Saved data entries
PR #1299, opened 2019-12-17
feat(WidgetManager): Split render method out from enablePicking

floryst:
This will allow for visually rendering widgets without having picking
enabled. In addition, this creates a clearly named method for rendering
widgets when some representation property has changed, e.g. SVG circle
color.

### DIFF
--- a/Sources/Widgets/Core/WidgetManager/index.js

---

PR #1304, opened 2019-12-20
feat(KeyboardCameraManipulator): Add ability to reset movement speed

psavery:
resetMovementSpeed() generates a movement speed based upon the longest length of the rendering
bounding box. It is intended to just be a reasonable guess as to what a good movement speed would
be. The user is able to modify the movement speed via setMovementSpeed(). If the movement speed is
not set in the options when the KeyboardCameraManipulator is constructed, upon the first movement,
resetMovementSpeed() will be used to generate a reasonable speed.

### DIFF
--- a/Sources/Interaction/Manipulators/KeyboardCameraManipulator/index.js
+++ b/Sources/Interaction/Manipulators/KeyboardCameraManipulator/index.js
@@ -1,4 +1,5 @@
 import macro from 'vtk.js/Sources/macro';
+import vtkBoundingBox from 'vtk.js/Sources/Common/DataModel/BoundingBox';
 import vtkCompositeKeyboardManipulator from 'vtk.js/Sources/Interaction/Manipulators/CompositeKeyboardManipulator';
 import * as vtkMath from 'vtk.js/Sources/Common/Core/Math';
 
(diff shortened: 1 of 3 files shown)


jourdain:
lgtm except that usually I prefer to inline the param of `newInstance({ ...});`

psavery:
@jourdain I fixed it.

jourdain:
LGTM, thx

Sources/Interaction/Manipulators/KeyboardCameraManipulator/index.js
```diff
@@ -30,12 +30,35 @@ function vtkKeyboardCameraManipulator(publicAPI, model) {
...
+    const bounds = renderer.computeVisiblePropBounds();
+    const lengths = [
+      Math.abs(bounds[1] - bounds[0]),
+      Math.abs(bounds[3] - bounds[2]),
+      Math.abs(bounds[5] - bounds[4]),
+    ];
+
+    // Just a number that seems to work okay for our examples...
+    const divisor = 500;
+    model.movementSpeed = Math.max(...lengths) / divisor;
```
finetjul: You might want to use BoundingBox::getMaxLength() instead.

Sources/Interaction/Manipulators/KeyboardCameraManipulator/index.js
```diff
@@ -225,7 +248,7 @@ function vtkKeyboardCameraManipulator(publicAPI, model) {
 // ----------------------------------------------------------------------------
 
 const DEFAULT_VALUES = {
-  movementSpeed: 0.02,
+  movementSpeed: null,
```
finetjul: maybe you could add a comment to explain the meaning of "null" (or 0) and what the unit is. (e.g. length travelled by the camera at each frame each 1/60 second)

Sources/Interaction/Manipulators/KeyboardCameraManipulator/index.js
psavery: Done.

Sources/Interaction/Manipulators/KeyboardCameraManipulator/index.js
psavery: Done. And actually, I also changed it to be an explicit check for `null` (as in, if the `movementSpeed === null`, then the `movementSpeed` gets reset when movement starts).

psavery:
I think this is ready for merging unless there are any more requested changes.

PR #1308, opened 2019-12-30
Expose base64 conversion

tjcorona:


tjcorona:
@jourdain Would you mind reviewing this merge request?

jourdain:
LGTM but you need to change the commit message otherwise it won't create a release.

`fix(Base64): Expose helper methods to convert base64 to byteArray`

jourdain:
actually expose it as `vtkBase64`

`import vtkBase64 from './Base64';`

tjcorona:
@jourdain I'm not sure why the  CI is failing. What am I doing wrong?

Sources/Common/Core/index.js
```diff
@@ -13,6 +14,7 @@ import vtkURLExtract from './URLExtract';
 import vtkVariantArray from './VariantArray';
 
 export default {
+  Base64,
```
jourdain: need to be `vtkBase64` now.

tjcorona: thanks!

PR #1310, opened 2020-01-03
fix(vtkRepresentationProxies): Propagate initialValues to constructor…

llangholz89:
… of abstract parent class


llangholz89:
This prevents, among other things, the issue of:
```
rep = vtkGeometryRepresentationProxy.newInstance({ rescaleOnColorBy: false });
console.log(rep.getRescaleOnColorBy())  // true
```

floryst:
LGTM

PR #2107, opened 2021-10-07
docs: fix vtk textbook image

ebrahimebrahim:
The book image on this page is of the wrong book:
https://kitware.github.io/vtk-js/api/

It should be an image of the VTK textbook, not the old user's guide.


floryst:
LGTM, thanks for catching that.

* _Exercise_: Given the data above, transcribe exactly the lines from the one containing "PR #1299, opened 2019-12-17" down to the one containing "--- a/Sources/Widgets/Core/WidgetManager/index.js", and no others.

* _Written response_:
PR #1299, opened 2019-12-17
feat(WidgetManager): Split render method out from enablePicking

floryst:
This will allow for visually rendering widgets without having picking
enabled. In addition, this creates a clearly named method for rendering
widgets when some representation property has changed, e.g. SVG circle
color.

### DIFF
--- a/Sources/Widgets/Core/WidgetManager/index.js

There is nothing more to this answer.